El Gobierno Petro contempla dos opciones para contener su expansión. Por un lado, la aplicación de la eutanasia, una medida que ha sido impopular ante la opinión pública; y la translocación, es decir, el traslado de la especie a zoológicos y santuarios del país y el extranjero.
La exportación de hipopótamos no es nueva y está rodeada de múltiples polémicas. Aunque empresarios y multimillonarios de México, India, Filipinas, Ecuador, República Dominicana y Sudáfrica han levantado la mano para acoger a hipopótamos, el ministerio no ha emitido el Cites, un tipo de pasaporte que permite la salida de los animales de Antioquia.
Ernesto Zazueta, presidente de la Asociación de Zoológicos, Criaderos y Acuarios de México, intentó trasladar 80 de estos animales a India y Norteamérica con recursos gestionados por él. En viajes aéreos, dispondría de 3,5 millones de dólares y usaría guacales de madera cuantificados en 2.000 dólares cada uno. En diálogo con SEMANA, aclaró que Colombia no tenía que poner ni un solo peso, pero que el Gobierno rechazó la iniciativa.
“La propuesta inicial era mover a la India de 60 a 80 hipopótamos y toda esta operación sin costo. Desde el día número uno, negativas con el Ministerio de Ambiente. El ministerio pone trabas y negativas; no ha habido respuesta. Ellos no han querido dar el Cites. Ellos dicen que se necesitan hacer mesas de diálogos y cosas para ver la posibilidad, lo cual es falso, el reglamento es muy claro”, dijo el empresario mexicano.
En otros gobiernos, la translocación sí funcionó. Cornare, la autoridad ambiental de la zona de expansión de los hipopótamos, ha reubicado ocho de ellos dentro del territorio nacional y ha recibido propuestas de ocho países, sin que el Ministerio de Ambiente haya avanzado en la aprobación de los trasladados.
La cartera liderada por Irene Vélez contó que esta alternativa sí ha sido explorada sin éxito debido a las barreras legales, técnicas y presupuestales.

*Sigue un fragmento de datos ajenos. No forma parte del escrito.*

PR #606, opened 2020-05-12
schutzbot: use -test.timeout argument

larskarlitski:
Use golang's `test.timeout` to set the timeout instead of using
ansible's `async` property. The latter doesn't respect `register` when
running into a timeout, which means there are no logs in that case.

Simplify these playbooks by setting `ignore_errors: true` on the
`command` module, so that it's easier to collect logs.

### DIFF
--- a/schutzbot/test_runner_base.yml
+++ b/schutzbot/test_runner_base.yml
@@ -3,12 +3,10 @@
 - block:
 
     - name: "Run {{ test.name }} test"
-      command: "{{ tests_path }}/{{ test.name }} -test.v"
+      command: "{{ tests_path }}/{{ test.name }} -test.v -test.timeout {{ test.timeout * 60 }}s"
       args:
         chdir: "{{ tests_working_directory }}"
-      register: async_test
-      async: "{{ test.timeout * 60 }}"
-      poll: "{{ polling_interval }}"
+      register: test_cmd
 
     - name: "Mark {{ test.name }} as passed"
       set_fact:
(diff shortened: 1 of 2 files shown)


schutzbot/test_runner_base.yml
```diff
@@ -1,36 +1,31 @@
...
-        content: |
-          Logs from {{ test.name }}
-          ----------------------------------------------------------------------
-          stderr:
-          {{ async_test.stderr }}
-          ----------------------------------------------------------------------
-          stdout:
-          {{ async_test.stdout }}
+- name: "Run {{ test.name }} test"
+  command: "{{ tests_path }}/{{ test.name }} -test.v -test.timeout {{ test.timeout * 60}}s"
```
major, line 4: Need a little bit of whitespace after the `60`, like `{{ test.timeout * 60 }}`

schutzbot/test_runner_image.yml
```diff
@@ -17,48 +17,43 @@
...
-
-    - name: "Mark image tests as failed"
-      set_fact:
-        failed_tests: "{{ failed_tests + ['image_tests'] }}"
+# NOTE(mhayden): The fancy jinja2 here ensures that the last test case
+# in the list does not have a backslash added. That would make the shell
+# upset and nobody likes it when that happens.
+- name: "Run image tests"
+  command: |
+    {{ image_test_executable }} -test.v -test.timeout {{image_test_timeout * 60}}s \
```
major, line 25: Need a little bit of whitespace after the `60`, like `{{ test.timeout * 60 }}`

larskarlitski:
Update to keep using `block` / `rescue`. I was confused in thinking that wouldn't work anymore, but it does and keeps this change much smaller. Thanks @major!

> Need a little bit of whitespace after the `60`, like `{{ test.timeout * 60 }}`

Oops. Fixed.

PR #607, opened 2020-05-12
Add blueprint name validation

### LINKED ISSUE #522: Empty name blueprint should not be allowed to create
Blueprint with empty name can be created.
```toml
name = ""
description = ""
version = "0.0.1"
modules = []
groups = []

[[packages]]
name = "openssh-server"
version = "*"
```
The `state.json` confirmed empty name blueprint have been pushed into store.
```json
{"blueprints":{"":{"name":"","description":"","version":"0.0.1","packages":[{"name":"openssh-server","version":"*"}],"modules":[],"groups":[]}},"workspace":{},"composes":{},"sources":{},"changes":{"":{"c3743814b30e0bb2a5c607d6f85f22e1e126c879":{"commit":"c3743814b30e0bb2a5c607d6f85f22e1e126c879","message":"Recipe , version 0.0.1 saved.","revision":null,"timestamp":"2020-04-21T22:57:37Z"}}},"commits":{"":["c3743814b30e0bb2a5c607d6f85f22e1e126c879"]}}
```

The API "blueprints/new" or "store.push" should have a name validation. Empty name should not be allowed, and the API should response an error message.

bcl:
Closes #522

### DIFF
--- a/internal/client/blueprints_test.go
+++ b/internal/client/blueprints_test.go
@@ -63,6 +63,42 @@ func TestPostEmptyTOMLBlueprintV0(t *testing.T) {
 	require.False(t, resp.Status, "did not return an error")
 }
 
+// POST a TOML blueprint with an empty name
+func TestPostEmptyNameTOMLBlueprintV0(t *testing.T) {
+	// Use a blueprint with an empty Name
+	bp := `
+		name=""
+		version="0.0.1"
+		[package]
+		name="bash"
+		version="*"
+		`
+	resp, err := PostTOMLBlueprintV0(testState.socket, bp)
+	require.NoError(t, err, "failed with a client error")
+	require.NotNil(t, resp, "did not return an error")
+	require.False(t, resp.Status, "wrong Status (true)")
+	require.Equal(t, "InvalidChars", resp.Errors[0].ID)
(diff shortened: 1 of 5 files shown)


internal/client/blueprints_test.go
```diff
@@ -63,6 +63,42 @@ func TestPostEmptyTOMLBlueprintV0(t *testing.T) {
...
+		name=""
+		version="0.0.1"
+		[package]
+		name="bash"
+		version="*"
+		`
+	resp, err := PostTOMLBlueprintV0(testState.socket, bp)
+	require.NoError(t, err, "failed with a client error")
+	require.False(t, resp.Status, "did not return an error")
+	require.False(t, resp.Status, "wrong Status (true)")
```
atodorov, line 79: What is the point of 2 sequential `require.False` both checking `resp.Status` ? In case `resp.Status` isn't False the test will abort on line 78 and line 79 will never be executed.

atodorov: In some of the other tests below you have only the 2nd require, not the 1st one.

bcl: It makes sure there isn't a race condition with the universe failing inbetween the tests ;)

Or more likely it's a copy-paste error, good catch!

Se enumeró que la autoridad ambiental de México manifestó una restricción legal para la importación de especies invasoras; a Filipinas, que buscaba 15 individuos, le fueron aprobados cinco y luego se desistió por los costos elevados; e India, que es el más interesado en el traslado de casi 80, apenas está en averiguaciones.
SEMANA accedió a un documento emitido por la administración de Claudia Sheinbaum en el que les cerró la puerta a los hipopótamos, justificada en sus normas: “(Se) prohíbe la importación de especies exóticas invasoras, definidas como aquellas que se encuentran fuera de su ámbito de distribución natural, que son capaces de sobrevivir, reproducirse y establecerse en hábitats y ecosistemas naturales, y que amenazan la diversidad biológica nativa. Acorde a la narrativa de su comunicado, es la situación que ocurre con los ejemplares mencionados de hipopótamo, por lo cual fueron declarados bajo esa categoría en ese país”.
Así las cosas, Colombia no la tendrá fácil con la exportación de los hipopótamos y la eutanasia parece ser la estrategia menos compleja. Para ponerla en práctica, el Gobierno Petro destinó 7.200 millones de pesos, pues cree que es hora de actuar: “Actualmente, se estima que la población supera los 200 individuos, y de no implementarse medidas de control, podría alcanzar los 500 ejemplares en 2030 y cerca de 1.000 en 2035, incrementando significativamente los riesgos ambientales y para las comunidades”.
En el Congreso hay molestia por el plan de la eutanasia y diferentes sectores políticos han pedido nuevas alternativas.